The inimitable idli

“Have you given me my favourite idlis for tiffin?” I overheard my grandson asking his mother from the doorstep as he left for school one morning. Time and age have not waned its popularity, I thought to myself, as I nostalgically remembered my first association with this simple, humble and down to earth South Indian dish.

My first introduction to idlis goes back to my school days in the sixties, when it was practically a non-entity in Delhi and adjoining cities. My classmate, Kamakshi, being from the South, carried soft, white rice “cakes” (as I called them), sprinkled with red-hot spicy podi for her tiffin and we happily exchanged these with my alu parathas and mango pickle. It was a win-win situation for both of us.

I requested my mother to prepare idlis at home, but she pleaded ignorance as she had no idea what I was talking about. My fad for idlis faded with time, but surfaced again many years later when South Indian snacks began to make an appearance in some nondescript eateries.

Many years ago, enterprising housewives transported the Attakal (grinding stone) from South India to other parts of the country, and toiled hard to prepare idli batter at home, but as the popularity of South Indian food escalated, electrical grinders were invented to prepare the rice and urad dal mix at home.

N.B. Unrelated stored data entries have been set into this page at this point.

PR #4662, opened 2023-10-15
Record details about the asset a particular raft stream belongs to

ripienaar:
I often encounter sisutation where one of the Raft streams are growing out of control or streams that just wont recover correctly, being able to walk backward from these streams back to their managed asset will help a lot with debugging activities


ripienaar:
@wallyqs please let me know your thoughts

wallyqs (approved):
LGTM, agree this would be convenient to check to which stream/consumer a raft group belongs too.

ripienaar:
Added server to approval list now after Wally as Derek asked specifically for Wallys input here.

PR #4665, opened 2023-10-16
[FIXED]  #4664 mqtt retained messages memory leak

### LINKED ISSUE #4664: MQTT - memory leak when server handle a retained message publish in handleRetainedMsg

2.10.2

All environments affected

STR:
- publish in mqtt protocol some messages with retain flag enabled, incrementing the `sseq` of messages
- keep the same subject for each message
- heaps grows indefinitely as messages are published, and fill the RAM completely

I setup a test to prove the leak in the function `handleRetainedMsg`. I expect that the handler creates a internal subscription only 1 time per subject (if a new messages comes with same subject, then  the same subscription is used). I also expect that when `handleRetainedMsgDel` is called, then subscription related to that subject is deleted
```
func TestMQTTRetainedMsgDel(t *testing.T) {
	o := testMQTTDefaultOptions()
	s := testMQTTRunServer(t, o)
	defer testMQTTShutdownServer(s)
	mc, _ := testMQTTConnect(t, &mqttConnInfo{clientID: "sub", cleanSess: true}, o.MQTT.Host, o.MQTT.Port)
	defer mc.Close()

	c := testMQTTGetClient(t, s, "sub")
	asm := c.mqtt.asm
	var i uint64
        // 3 messages with increasing sseq are published
	for i = 0; i < 3; i++ {
		rf := &mqttRetainedMsgRef{sseq: i}
                //
		asm.handleRetainedMsg("subject", rf)
	}
	asm.handleRetainedMsgDel("subject", 2)
	if asm.sl.count > 0 {
		t.Fatalf("all retained messages subs should be removed, but %d still present", asm.sl.count)
	}
	fmt.Printf("a")
}
```

in `handleRetainedMsg` invokation, additional subscriptios are created even if the message subject is the same of an already mapped message. The result is that 
- the subscription list grows with a lot of subscriptions containing the same subject
- the heap is filled

example handling 1000 messages with same subject and increasing `sseq`:
image

pricelessrabbit:
fixes #4664

### DIFF
--- a/server/mqtt.go
+++ b/server/mqtt.go
@@ -2029,9 +2029,6 @@ func (as *mqttAccountSessionManager) sendJSAPIrequests(s *Server, c *client, acc
 // Add/Replace this message from the retained messages map.
 // If a message for this topic already existed, the existing record is updated
 // with the provided information.
-// This function will return the stream sequence of the record before its update,
-// or 0 if the record was added instead of updated.
-//
 // Lock not held on entry.
 func (as *mqttAccountSessionManager) handleRetainedMsg(key string, rm *mqttRetainedMsgRef) {
 	as.mu.Lock()
@@ -2040,7 +2037,7 @@ func (as *mqttAccountSessionManager) handleRetainedMsg(key string, rm *mqttRetai
 		as.retmsgs = make(map[string]*mqttRetainedMsgRef)
 		as.sl = NewSublistWithCache()
 	} else {
-		// Check if we already had one. If so, update the existing one.
+		// Check if we already had one retained message. If so, update the existing one.
 		if erm, exists := as.retmsgs[key]; exists {
 			// If the new sequence is below the floor or the existing one,
 			// then ignore the new one.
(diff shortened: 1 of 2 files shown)


server/mqtt.go
```diff
@@ -2029,35 +2029,32 @@ func (as *mqttAccountSessionManager) sendJSAPIrequests(s *Server, c *client, acc
...
-			erm.sseq = rm.sseq
-			// Clear the floor
-			erm.floor = 0
-			// If sub is nil, it means that it was removed from sublist following a
-			// network delete. So need to add it now.
-			if erm.sub == nil {
-				erm.sub = &subscription{subject: []byte(key)}
-				as.sl.Insert(erm.sub)
-			}
+	}
```
levb, line 2039: 1/5 keep the `else`, just add the missing `return`; just a very slight optimization, no need to lookup in the new (empty) map?

levb (changes requested):
@pricelessrabbit thank you for tracking this down and the contribution!

one small nit, otherwise LGTM!

server/mqtt.go
pricelessrabbit: sure, i removed it to make more readable but you're right for the optmization

neilalexander:
Thanks for the contribution but you need to sign off before we can merge. Please take a look at [CONTRIBUTING.md](https://github.com/nats-io/nats-server/blob/main/CONTRIBUTING.md#sign-off) for more info.

neilalexander (approved):
Thanks so much, LGTM!

PR #4669, opened 2023-10-17
Fix panic if a store error occurs when requesting consumer info

neilalexander:

### DIFF
--- a/server/consumer.go
+++ b/server/consumer.go
@@ -2543,14 +2543,15 @@ func (o *consumer) infoWithSnapAndReply(snap bool, reply string) *ConsumerInfo {
 
 	// If we are replicated and we are not the leader we need to pull certain data from our store.
 	if rg != nil && rg.node != nil && !o.isLeader() && o.store != nil {
-		if state, err := o.store.BorrowState(); err == nil {
-			info.Delivered.Consumer, info.Delivered.Stream = state.Delivered.Consumer, state.Delivered.Stream
-			info.AckFloor.Consumer, info.AckFloor.Stream = state.AckFloor.Consumer, state.AckFloor.Stream
-			info.NumAckPending = len(state.Pending)
-			info.NumRedelivered = len(state.Redelivered)
-		} else {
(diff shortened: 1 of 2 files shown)


derekcollison (commented):
LGTM

Question, should we make sure if this is the case that the user sees consumer not found?

server/consumer.go
```diff
@@ -2543,7 +2543,12 @@ func (o *consumer) infoWithSnapAndReply(snap bool, reply string) *ConsumerInfo {
 
 	// If we are replicated and we are not the leader we need to pull certain data from our store.
 	if rg != nil && rg.node != nil && !o.isLeader() && o.store != nil {
-		state, _ := o.store.BorrowState()
+		state, err := o.store.BorrowState()
+		if err != nil {
+			o.mu.Unlock()
+			o.srv.Warnf("Error retrieving consumer state from store: %s", err)
```
derekcollison, line 2549: This can happen naturally as a simple race from a consumer being deleted vs consumer info call. Should not be a warn IMO, actually would not even log anything here. This can be normal.

server/jetstream_api.go
```diff
@@ -4120,7 +4120,9 @@ func (s *Server) jsConsumerListRequest(sub *subscription, c *client, _ *Account,
 	}
 
 	for _, o := range obs[offset:] {
-		resp.Consumers = append(resp.Consumers, o.info())
+		if cinfo := o.info(); cinfo != nil {
```
derekcollison, line 4123: This means consumer got deleted yes? So we should remove entry?

derekcollison (changes requested):

server/consumer.go
neilalexander: Fair enough, will remove the log line.

server/jetstream_api.go
neilalexander: This just stops `nil` entries ending up in the consumer list response yep.

derekcollison (approved):
LGTM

Nowadays, readymade mix is also conveniently available at the nearest grocery store. Idlis have today also assumed an international status. It will not be far from the truth to say that the best breakfast is Indian, and the best Indian breakfast is South Indian with idlis topping the list.

Idli is a versatile food. While young mothers encourage toddlers to nibble at them for their good nutritional value, the elderly prefer idlis for their no-oil, cholesterol free property, and call it their “comfort” food. School children, and even working people, find this snack non-messy and easy to carry in their tiffin box. They are ideal as packed food for road and train journeys.

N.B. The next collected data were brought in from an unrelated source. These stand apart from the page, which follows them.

PR #4670, opened 2023-10-17
Update dates in licence headers

piotrpio:
Updated dates on files with outdated licenses.

Signed-off-by: Piotr Piotrowski <piotr@synadia.com>

### DIFF
--- a/conf/fuzz.go
+++ b/conf/fuzz.go
@@ -1,4 +1,4 @@
-// Copyright 2020 The NATS Authors
+// Copyright 2020-2023 The NATS Authors
 // Licensed under the Apache License, Version 2.0 (the "License");
 // you may not use this file except in compliance with the License.
 // You may obtain a copy of the License at
--- a/conf/lex.go
+++ b/conf/lex.go
@@ -1,4 +1,4 @@
-// Copyright 2013-2018 The NATS Authors
+// Copyright 2013-2023 The NATS Authors
 // Licensed under the Apache License, Version 2.0 (the "License");
 // you may not use this file except in compliance with the License.
 // You may obtain a copy of the License at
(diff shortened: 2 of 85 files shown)


ripienaar:
Typically the rule is you update a date in the header only when a particular file changes - not the entire repo at a time.  That's how I understood the "rule" anyway?

So we'd totally have files here that should not change.

piotrpio:
@ripienaar all the files changed in this PR had outdated license, I did not touch the ones that were up to date. The only thing I was not sure about were the ones where e.g. header said `2019-2020`, and the file was changed in 2021 - I updated those to 2023 as well, but maybe they should have `2019-2021`? 🤷

ripienaar:
That's what I mean - a file last edited in 2021 should have a header saying 2021 not 2023.  

At least thats how I understand it - but really I think this is a bad idea so I dont know the exact rule, so take my comment rather as we should ask someone who knows rather than you should not do it :)

piotrpio:
@ripienaar Yeah, not sure about the rules as well. My idea here was to keep the license date consistent with last commit date - so when I'm updating a file now because the last commit year > license year, I'm putting 2023, so that it's in line with this exact commit (for future reference).

Again, I did not touch files that were fine, e.g. `server/auth_test.go` has `Copyright 2012-2022` and was last updated in 2022, so it stays without any changes.

ripienaar:
Oh, @piotrpio I missed that you didnt update those files, sorry for the noise in that case I think we're good.

ripienaar:
Be great if someone could write a linter for this stuff that we can just catch them on every PR!

derekcollison:
You update the copyright on changes.. If no changes, leave as is.

piotrpio:
@derekcollison I did that - all those files had outdated license.

piotrpio:
@ripienaar Yeah, linter would be nice, I'll give it a go.

neilalexander:
We tidied a lot of these up recently with a new script in `scripts/updateCopyrights.sh`, so closing.

PR #4676, opened 2023-10-18
systemd service files: use correct special target

philpennock:
Per systemd.special(7) and
<https://www.freedesktop.org/wiki/Software/systemd/NetworkTarget/> the target we want for ordering starting up the nats server is `network-online`, not `network`.

We want to be able to listen for incoming connections, and possibly connect outwards for setting up routes or connecting to external account resolvers.

Without this change, nats server start-up is subject to system-dependent race-conditions for working networking.


neilalexander (approved):
LGTM

Issue #4674, opened 2023-10-18
Account service import duplicates MSG as HMSG with remapping subject


izwerg:
### What version were you using?

nats-server: v2.10.3
configuration:
```
accounts: {
  tenant1: {
    jetstream: enabled
    users: [
      { user: "one", password: "one" }
    ]
    exports: [
      { stream: "DW.>" }
      { service: "DW.>" }
    ]
  }
  global: {
    jetstream: enabled
    users: [
      { user: "global", password: "global" }
    ]
    imports: [
      { stream: { account: tenant1, subject: "DW.>" }, prefix: tenant1 }
      { service: { account: tenant1, subject: "DW.>" }, to: "tenant1.DW.>" }
    ]
  }
}

no_auth_user: global
```

### What environment was the server running in?

- Darwin Kernel Version 22.6.0 arm64
- docker.io/bitnami/nats:2.9.17-debian-11-r1

### Is this defect reproducible?

Subscribe in one terminal:
`nats --user=one --password=one  sub '>'`

Publish in another terminal:
`nats --user=one --password=one pub DW.test.123 'test'`

### Given the capability you are leveraging, describe your expectation?

Receive only one MSG:
```
[#1] Received on "DW.test.123"
test
```

### Given the expectation, what is the defect you are observing?

I receive one MSG and one HMSG duplicate with strange subject without one token (DW.test.123 -> DW.123):
```
[#1] Received on "DW.test.123"
test

[#2] Received on "DW.123"
Nats-Request-Info: {"acc":"tenant1","rtt":2675625}

test
```

Part of nats-server trace log:
```
[17346] 2023/10/18 08:52:54.543902 [TRC] 127.0.0.1:58872 - cid:8 - <<- [SUB >  1]
[17346] 2023/10/18 08:53:04.042908 [TRC] 127.0.0.1:58910 - cid:9 - <<- [PUB DW.test.123 4]
[17346] 2023/10/18 08:53:04.042914 [TRC] 127.0.0.1:58910 - cid:9 - <<- MSG_PAYLOAD: ["test"]
[17346] 2023/10/18 08:53:04.042922 [TRC] 127.0.0.1:58872 - cid:8 - ->> [MSG DW.test.123 1 4]
[17346] 2023/10/18 08:53:04.043297 [TRC] 127.0.0.1:58872 - cid:8 - ->> [HMSG DW.123 1 64 68]
```

[...]

PR #4678, opened 2023-10-19
[FIXED] Avoid adding n shadow subs if the origin sub is a service import.

derekcollison:

Resolves: #4674


wallyqs (approved):
LGTM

This popular snack has travelled a long, long way from South Indian kitchens to small roadside eateries and restaurants, and has confidently landed on the buffet tables of five star hotels, Foodies make a beeline for their all-time favourite mouth-watering snack, as they gorge guiltlessly on a bowl of idlis dunked in hot spicy sambhar.

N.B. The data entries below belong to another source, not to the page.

PR #4679, opened 2023-10-19
[CHANGED] MQTT no longer requires server name to be set

levb:
It was required because it was required by JetStream, but JetStream now auto-generates a default name.

### DIFF
--- a/server/mqtt.go
+++ b/server/mqtt.go
@@ -197,6 +197,7 @@ var (
 	errMQTTTopicFilterCannotBeEmpty = errors.New("topic filter cannot be empty")
 	errMQTTMalformedVarInt          = errors.New("malformed variable int")
 	errMQTTSecondConnectPacket      = errors.New("received a second CONNECT packet")
+	errMQTTServerNameMustBeSet      = errors.New("mqtt requires server name to be explicitly set")
 	errMQTTUserMixWithUsersNKeys    = errors.New("mqtt authentication username not compatible with presence of users/nkeys")
 	errMQTTTokenMixWIthUsersNKeys   = errors.New("mqtt authentication token not compatible with presence of users/nkeys")
 	errMQTTAckWaitMustBePositive    = errors.New("ack wait must be a positive value")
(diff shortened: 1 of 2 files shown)


bruth (approved):
LGTM, thanks!

server/mqtt.go
```diff
@@ -598,11 +597,6 @@ func validateMQTTOptions(o *Options) error {
 	if mo.Port == 0 {
 		return nil
 	}
-	// We have to force the server name to be explicitly set. There are conditions
-	// where we need a unique, repeatable name.
-	if o.ServerName == _EMPTY_ {
```
derekcollison, line 603: This might be ok for single server mode, but not clustered mode. In clustred mode this is required.

derekcollison: Peer names, which need to be consistent, are a derived hash from server names. So in clustered mode this condition has to hold. So we need to check if we are in single server mode, or not using JetStream, although I thought it was required for MQTT.

levb: JS is required for MQTT; I am 0/5 if it makes any sense to remove the name requirement for single server only. @bruth?

derekcollison: There is a js helper function to test if in single server mode.

bruth: @levb The observation was that enabling jetstream (without MQTT) in single-server mode does not require an explicit server name, so it felt unnecessary only because MQTT is enabled.

levb: K, pushed a fix, please review. @derekcollison this is unfortunately in the context of options, so no convenience methods. Can you please see if I need to add `(... || o.Gateway.Port != 0 || o.LeafNode.Port != 0)`?

derekcollison: Look at what the js helper uses to determine..

derekcollison: Let's do same thing.

levb: I did, unfortunately it just checks that the run-time object is not nil, that it has initialized. This one, https://github.com/nats-io/nats-server/blob/main/server/jetstream_cluster.go#L724?

derekcollison:
```
// Determines if this server is in standalone mode, meaning no routes or gateways.
func (s *Server) standAloneMode() bool {
	opts := s.getOpts()
	return opts.Cluster.Port == 0 && opts.Gateway.Port == 0
}
```

levb: ah! thx!

levb: @derekcollison Can you please confirm

derekcollison (approved):
LGTM

PR #4686, opened 2023-10-21
[IMPROVED] Routing: reduce account lookup for pinned accounts

kozlovic:
Small optimization that bypass lookup of account for a pinned account's route since the account is known for this route. The lookup would occur for every inbound message whose exact destination was not found in the cache.
Also, since configuration reload no long swaps account's sublist, we can do without the account's locking to get the sublist pointer.


derekcollison (approved):
LGTM!

PR #4743, opened 2023-11-04
[IMPROVED] Estimation on full state allocations to avoid reallocations.

derekcollison:
When deleted entries went from none to some on small full states we would see reallocations.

Looks are deceptive, so do not get carried away by this plain Jane, humble snack. Unfazed by the presence of ornate, spruced up dishes with colourful and fancy toppings like tarts, doughnuts and cream puffs, the idli platter has stood its ground, firm and strong, against these new attractions with support from its three loyal companions — coconut chutney, sambhar and podi. Make no mistake, the inimitable steaming hot, white and fluffy, soft and spongy idlis are here to stay for a long, long time.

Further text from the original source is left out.